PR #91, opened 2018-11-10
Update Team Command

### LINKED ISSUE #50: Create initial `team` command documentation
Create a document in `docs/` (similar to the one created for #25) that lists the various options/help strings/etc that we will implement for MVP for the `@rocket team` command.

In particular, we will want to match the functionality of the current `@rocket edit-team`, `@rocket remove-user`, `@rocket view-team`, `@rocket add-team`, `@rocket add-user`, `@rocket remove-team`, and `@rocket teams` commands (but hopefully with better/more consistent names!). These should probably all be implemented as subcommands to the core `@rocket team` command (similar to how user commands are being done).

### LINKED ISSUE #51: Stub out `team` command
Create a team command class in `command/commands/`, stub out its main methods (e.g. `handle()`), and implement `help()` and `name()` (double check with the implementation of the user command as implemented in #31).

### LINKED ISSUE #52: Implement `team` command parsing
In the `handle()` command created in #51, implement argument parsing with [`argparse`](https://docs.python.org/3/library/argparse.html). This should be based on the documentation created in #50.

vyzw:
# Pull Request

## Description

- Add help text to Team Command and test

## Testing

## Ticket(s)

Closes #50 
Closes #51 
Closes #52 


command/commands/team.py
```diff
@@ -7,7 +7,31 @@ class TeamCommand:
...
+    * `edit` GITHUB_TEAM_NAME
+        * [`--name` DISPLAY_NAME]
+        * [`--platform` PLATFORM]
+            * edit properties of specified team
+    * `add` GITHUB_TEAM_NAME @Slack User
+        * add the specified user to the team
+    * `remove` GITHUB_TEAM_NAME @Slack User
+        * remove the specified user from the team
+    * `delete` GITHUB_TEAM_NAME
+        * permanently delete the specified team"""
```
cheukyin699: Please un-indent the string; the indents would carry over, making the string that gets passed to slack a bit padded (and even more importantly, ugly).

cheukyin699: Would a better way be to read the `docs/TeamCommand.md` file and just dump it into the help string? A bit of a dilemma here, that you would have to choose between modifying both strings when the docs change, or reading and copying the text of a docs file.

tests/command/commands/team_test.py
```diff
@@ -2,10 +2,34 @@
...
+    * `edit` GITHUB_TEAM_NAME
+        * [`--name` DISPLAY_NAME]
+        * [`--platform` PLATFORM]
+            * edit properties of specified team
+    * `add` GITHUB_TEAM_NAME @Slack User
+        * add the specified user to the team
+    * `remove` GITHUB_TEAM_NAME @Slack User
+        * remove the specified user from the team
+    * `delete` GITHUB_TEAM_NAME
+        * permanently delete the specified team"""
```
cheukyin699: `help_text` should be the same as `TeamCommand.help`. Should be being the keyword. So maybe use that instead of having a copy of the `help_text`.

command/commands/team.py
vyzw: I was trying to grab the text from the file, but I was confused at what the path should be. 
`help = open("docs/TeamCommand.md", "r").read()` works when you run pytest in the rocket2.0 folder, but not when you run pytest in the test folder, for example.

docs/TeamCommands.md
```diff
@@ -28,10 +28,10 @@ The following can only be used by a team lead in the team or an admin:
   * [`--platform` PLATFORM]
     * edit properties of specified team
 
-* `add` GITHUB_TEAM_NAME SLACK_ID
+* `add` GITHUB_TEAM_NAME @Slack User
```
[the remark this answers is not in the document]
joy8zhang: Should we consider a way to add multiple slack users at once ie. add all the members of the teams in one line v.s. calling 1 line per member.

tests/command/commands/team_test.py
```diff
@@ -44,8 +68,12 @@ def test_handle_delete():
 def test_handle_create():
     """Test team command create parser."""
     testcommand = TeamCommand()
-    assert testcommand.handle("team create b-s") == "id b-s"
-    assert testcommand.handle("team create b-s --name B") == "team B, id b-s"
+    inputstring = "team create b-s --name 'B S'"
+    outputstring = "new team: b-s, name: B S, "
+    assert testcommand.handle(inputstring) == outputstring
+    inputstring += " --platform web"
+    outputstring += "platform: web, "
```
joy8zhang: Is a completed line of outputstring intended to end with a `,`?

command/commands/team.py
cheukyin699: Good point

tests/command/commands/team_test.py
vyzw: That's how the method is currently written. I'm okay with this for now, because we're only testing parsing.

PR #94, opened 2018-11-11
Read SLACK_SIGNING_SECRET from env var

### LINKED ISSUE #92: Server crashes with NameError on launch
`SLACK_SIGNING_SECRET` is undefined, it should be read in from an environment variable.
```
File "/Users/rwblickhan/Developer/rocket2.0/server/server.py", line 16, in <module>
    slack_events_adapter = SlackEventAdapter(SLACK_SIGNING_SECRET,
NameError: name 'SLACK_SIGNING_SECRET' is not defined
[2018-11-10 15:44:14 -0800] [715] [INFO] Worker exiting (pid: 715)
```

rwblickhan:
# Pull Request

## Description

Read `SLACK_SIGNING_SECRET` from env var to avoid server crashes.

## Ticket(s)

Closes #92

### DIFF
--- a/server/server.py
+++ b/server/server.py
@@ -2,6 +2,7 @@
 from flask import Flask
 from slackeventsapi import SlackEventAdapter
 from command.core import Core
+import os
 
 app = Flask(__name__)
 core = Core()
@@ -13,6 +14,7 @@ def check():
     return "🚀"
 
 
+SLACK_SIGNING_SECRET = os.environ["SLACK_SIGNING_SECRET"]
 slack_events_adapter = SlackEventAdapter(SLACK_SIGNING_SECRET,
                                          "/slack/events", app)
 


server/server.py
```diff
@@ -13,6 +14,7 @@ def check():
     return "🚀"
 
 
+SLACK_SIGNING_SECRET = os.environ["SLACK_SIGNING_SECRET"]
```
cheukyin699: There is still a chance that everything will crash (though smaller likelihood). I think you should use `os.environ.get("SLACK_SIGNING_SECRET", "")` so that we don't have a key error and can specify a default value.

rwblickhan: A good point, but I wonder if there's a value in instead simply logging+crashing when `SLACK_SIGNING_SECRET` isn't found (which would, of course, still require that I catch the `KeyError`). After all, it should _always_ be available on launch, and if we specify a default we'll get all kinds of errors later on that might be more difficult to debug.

---------------

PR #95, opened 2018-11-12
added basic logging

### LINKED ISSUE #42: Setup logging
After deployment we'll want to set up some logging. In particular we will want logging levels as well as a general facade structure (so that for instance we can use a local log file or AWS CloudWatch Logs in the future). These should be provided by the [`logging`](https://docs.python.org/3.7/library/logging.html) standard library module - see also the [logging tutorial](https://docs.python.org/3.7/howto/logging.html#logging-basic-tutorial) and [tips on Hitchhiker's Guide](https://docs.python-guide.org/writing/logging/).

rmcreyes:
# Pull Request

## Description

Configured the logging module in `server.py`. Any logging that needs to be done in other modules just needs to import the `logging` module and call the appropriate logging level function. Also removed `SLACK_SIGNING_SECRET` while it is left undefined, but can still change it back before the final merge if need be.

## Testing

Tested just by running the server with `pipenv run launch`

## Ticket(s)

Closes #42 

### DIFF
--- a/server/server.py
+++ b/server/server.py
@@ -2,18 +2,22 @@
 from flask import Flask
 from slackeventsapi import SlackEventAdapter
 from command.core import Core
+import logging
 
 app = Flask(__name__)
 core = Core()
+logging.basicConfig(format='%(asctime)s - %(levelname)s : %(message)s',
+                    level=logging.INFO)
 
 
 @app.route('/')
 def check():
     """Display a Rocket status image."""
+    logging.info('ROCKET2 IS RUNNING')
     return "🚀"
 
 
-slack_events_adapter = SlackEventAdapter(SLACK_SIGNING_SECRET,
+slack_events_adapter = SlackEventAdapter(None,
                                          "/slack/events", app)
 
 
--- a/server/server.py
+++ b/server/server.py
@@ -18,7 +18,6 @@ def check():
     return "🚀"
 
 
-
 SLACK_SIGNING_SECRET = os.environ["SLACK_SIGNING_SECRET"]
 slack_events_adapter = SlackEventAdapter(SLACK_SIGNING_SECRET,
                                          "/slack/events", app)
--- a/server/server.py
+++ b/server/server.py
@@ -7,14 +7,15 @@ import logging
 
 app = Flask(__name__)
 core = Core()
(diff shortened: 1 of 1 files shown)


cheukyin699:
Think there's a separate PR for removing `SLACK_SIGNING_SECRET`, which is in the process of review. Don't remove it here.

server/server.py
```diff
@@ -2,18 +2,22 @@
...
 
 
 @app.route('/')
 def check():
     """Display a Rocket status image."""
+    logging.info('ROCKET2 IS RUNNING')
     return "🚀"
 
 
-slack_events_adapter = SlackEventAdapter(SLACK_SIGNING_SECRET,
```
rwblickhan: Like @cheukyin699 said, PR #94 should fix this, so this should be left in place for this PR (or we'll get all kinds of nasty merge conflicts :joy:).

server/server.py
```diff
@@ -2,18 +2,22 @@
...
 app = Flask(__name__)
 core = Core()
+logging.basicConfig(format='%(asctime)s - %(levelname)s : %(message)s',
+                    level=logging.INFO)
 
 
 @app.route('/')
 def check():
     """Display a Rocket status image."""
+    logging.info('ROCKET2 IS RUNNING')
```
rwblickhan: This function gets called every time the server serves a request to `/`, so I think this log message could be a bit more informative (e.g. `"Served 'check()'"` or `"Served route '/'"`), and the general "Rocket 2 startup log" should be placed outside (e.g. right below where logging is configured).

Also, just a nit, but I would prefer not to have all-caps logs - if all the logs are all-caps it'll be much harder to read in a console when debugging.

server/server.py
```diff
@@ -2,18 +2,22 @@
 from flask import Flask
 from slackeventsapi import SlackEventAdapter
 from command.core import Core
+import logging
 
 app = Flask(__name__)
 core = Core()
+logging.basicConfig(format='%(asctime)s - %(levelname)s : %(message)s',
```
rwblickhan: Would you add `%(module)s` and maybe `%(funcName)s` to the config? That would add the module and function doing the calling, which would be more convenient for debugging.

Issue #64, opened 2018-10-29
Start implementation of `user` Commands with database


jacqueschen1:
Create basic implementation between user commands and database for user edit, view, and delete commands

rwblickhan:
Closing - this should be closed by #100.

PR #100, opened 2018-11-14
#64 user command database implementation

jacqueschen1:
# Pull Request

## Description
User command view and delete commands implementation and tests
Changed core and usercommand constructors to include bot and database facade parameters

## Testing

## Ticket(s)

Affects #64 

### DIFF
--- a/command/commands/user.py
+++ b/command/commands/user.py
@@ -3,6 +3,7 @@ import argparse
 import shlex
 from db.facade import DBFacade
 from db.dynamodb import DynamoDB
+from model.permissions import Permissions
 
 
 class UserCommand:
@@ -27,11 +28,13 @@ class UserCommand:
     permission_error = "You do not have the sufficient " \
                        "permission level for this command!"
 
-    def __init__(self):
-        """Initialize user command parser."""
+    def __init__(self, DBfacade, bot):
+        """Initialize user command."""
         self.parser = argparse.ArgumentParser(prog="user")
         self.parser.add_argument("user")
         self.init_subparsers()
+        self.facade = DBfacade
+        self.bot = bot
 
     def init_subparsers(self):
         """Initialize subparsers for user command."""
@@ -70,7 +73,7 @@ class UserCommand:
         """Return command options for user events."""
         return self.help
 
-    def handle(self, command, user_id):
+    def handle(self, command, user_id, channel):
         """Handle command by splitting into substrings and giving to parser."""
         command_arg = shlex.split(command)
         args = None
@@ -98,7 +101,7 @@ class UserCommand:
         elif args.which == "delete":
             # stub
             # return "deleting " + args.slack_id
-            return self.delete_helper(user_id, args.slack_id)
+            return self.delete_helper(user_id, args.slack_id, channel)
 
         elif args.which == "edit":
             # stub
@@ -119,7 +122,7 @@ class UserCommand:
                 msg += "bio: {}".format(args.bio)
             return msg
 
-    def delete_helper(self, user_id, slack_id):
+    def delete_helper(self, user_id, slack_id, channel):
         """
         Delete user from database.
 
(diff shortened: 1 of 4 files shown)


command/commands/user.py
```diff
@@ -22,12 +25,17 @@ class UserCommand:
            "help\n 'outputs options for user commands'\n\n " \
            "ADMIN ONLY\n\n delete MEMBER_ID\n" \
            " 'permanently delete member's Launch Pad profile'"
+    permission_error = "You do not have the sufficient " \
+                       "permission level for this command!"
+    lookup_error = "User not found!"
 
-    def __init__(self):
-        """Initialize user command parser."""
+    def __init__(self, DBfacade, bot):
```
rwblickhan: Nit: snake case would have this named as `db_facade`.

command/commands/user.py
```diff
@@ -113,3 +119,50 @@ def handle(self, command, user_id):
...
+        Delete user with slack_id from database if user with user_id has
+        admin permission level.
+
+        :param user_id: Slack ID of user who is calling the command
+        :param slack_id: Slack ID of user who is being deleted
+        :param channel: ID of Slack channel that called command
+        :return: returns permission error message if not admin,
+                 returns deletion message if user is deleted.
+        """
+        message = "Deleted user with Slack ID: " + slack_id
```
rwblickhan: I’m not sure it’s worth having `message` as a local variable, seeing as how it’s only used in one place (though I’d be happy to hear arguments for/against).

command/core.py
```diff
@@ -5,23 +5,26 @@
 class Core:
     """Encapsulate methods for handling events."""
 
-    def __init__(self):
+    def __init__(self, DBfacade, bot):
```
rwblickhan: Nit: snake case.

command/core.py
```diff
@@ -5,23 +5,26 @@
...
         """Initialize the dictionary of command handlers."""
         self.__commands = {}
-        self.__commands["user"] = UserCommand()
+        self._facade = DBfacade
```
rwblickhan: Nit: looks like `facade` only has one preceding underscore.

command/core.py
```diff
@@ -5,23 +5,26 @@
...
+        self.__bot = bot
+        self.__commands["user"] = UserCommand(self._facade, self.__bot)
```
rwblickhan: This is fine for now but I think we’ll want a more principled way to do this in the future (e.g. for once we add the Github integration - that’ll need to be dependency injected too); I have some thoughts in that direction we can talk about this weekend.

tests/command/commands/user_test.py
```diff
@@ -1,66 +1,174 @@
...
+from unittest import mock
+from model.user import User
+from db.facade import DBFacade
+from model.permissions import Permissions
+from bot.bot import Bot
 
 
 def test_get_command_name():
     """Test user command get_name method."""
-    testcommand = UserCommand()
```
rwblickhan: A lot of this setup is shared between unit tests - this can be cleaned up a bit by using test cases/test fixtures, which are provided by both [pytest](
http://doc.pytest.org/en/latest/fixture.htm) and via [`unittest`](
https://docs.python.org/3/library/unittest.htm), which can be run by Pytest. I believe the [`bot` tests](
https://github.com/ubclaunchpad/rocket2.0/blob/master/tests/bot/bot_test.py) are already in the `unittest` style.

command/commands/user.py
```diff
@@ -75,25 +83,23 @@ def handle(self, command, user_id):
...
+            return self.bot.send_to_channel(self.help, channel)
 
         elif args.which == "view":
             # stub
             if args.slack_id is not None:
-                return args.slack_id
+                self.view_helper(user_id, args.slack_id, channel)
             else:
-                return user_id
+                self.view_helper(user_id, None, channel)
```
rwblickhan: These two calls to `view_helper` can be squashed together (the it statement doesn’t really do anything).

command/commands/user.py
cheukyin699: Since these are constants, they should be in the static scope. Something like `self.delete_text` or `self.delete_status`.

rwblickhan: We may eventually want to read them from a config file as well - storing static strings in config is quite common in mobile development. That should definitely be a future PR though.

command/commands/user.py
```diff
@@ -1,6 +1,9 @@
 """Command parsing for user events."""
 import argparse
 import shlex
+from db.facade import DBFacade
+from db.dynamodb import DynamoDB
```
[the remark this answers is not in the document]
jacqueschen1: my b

---------------

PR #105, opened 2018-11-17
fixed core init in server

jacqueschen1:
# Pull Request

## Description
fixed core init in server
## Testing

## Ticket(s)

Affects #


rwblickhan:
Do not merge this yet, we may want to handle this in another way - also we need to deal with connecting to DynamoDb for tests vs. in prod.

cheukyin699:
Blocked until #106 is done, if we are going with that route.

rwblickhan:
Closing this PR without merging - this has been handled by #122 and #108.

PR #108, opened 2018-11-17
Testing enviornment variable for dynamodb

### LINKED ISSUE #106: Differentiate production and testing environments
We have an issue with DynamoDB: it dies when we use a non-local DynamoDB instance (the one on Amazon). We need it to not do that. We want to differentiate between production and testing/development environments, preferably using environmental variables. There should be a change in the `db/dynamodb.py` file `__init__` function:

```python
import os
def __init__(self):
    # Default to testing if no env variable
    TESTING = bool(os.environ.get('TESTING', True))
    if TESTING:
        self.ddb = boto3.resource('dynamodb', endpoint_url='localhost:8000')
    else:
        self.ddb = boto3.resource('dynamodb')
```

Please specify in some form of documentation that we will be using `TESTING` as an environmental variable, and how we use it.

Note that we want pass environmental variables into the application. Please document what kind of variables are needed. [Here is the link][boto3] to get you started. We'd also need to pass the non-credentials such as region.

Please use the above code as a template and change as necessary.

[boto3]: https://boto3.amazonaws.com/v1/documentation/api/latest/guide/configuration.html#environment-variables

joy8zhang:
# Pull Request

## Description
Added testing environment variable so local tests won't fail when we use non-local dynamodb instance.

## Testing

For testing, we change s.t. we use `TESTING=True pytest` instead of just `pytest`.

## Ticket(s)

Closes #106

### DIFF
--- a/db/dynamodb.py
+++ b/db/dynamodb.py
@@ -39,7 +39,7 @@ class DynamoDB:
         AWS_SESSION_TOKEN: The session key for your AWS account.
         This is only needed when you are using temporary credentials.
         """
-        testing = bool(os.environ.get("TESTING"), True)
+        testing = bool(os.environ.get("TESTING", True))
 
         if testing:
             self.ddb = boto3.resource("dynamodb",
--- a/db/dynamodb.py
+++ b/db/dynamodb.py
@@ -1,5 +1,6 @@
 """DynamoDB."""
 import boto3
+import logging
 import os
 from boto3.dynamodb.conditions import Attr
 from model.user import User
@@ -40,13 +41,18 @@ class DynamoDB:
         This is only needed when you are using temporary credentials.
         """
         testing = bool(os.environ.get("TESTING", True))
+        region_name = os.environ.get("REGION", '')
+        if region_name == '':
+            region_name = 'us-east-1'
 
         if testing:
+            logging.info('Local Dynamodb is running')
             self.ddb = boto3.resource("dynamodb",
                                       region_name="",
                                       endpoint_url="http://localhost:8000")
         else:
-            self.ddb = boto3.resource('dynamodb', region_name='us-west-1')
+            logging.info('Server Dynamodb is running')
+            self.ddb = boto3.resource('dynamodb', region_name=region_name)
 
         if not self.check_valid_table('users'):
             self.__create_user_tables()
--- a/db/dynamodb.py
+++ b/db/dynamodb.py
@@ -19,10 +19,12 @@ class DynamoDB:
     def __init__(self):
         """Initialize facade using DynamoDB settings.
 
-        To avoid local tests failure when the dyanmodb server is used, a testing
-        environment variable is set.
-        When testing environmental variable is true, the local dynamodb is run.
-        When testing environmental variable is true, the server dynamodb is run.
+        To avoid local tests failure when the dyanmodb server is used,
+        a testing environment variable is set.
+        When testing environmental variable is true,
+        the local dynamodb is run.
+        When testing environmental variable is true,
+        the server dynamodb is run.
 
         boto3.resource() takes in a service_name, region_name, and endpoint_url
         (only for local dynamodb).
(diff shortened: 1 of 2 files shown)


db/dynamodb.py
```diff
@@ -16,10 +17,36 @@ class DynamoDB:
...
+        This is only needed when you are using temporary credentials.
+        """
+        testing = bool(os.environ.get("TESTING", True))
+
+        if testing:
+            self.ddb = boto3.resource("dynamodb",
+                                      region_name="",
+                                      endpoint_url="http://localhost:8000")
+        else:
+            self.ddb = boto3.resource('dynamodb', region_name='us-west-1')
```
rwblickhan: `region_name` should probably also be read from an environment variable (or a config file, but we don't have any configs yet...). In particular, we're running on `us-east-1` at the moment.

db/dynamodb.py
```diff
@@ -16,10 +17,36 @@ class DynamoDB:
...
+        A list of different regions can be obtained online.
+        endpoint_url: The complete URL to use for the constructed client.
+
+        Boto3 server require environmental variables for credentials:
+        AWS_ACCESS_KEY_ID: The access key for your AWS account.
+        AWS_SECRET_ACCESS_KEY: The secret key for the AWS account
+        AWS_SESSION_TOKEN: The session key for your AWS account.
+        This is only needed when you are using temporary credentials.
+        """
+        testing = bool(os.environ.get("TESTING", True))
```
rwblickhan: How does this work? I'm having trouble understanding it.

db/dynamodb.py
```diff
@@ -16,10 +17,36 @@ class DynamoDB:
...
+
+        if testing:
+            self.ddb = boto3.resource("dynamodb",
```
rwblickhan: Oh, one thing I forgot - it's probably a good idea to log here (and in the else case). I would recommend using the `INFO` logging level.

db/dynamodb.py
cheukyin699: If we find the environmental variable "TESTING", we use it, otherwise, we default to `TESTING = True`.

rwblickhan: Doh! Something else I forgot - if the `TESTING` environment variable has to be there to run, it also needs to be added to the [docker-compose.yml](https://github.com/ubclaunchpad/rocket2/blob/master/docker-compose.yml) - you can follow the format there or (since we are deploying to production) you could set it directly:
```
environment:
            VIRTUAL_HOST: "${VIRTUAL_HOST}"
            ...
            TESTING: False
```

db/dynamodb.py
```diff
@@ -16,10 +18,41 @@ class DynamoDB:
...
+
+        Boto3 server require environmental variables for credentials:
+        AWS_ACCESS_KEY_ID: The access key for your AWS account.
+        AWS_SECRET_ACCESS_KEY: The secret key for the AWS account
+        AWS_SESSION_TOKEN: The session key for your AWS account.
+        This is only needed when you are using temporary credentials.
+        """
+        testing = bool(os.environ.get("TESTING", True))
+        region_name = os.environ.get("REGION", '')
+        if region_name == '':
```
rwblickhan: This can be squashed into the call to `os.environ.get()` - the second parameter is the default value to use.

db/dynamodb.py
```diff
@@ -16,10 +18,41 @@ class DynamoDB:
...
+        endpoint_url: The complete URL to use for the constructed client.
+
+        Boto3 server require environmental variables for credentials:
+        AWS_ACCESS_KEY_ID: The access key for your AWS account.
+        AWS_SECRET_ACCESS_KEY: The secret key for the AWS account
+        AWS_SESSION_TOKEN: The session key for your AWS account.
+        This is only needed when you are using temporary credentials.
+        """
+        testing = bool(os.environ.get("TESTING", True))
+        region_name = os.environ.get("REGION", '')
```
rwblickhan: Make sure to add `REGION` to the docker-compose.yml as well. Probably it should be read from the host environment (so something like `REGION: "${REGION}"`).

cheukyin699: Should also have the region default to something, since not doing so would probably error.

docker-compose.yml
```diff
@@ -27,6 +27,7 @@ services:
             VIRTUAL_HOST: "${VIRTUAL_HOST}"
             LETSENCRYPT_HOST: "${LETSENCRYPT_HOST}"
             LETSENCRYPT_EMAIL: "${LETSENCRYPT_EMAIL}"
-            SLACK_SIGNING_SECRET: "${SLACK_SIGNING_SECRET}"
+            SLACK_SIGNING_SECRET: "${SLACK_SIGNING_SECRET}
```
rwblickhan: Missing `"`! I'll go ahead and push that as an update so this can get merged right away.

---------------

## Exercise instructions
Going through the entries above, show each line that contains "https".

## Answer to the problem
In the `handle()` command created in #51, implement argument parsing with [`argparse`](https://docs.python.org/3/library/argparse.html). This should be based on the documentation created in #50.
After deployment we'll want to set up some logging. In particular we will want logging levels as well as a general facade structure (so that for instance we can use a local log file or AWS CloudWatch Logs in the future). These should be provided by the [`logging`](https://docs.python.org/3.7/library/logging.html) standard library module - see also the [logging tutorial](https://docs.python.org/3.7/howto/logging.html#logging-basic-tutorial) and [tips on Hitchhiker's Guide](https://docs.python-guide.org/writing/logging/).
https://docs.python.org/3/library/unittest.htm), which can be run by Pytest. I believe the [`bot` tests](
https://github.com/ubclaunchpad/rocket2.0/blob/master/tests/bot/bot_test.py) are already in the `unittest` style.
[boto3]: https://boto3.amazonaws.com/v1/documentation/api/latest/guide/configuration.html#environment-variables
rwblickhan: Doh! Something else I forgot - if the `TESTING` environment variable has to be there to run, it also needs to be added to the [docker-compose.yml](https://github.com/ubclaunchpad/rocket2/blob/master/docker-compose.yml) - you can follow the format there or (since we are deploying to production) you could set it directly:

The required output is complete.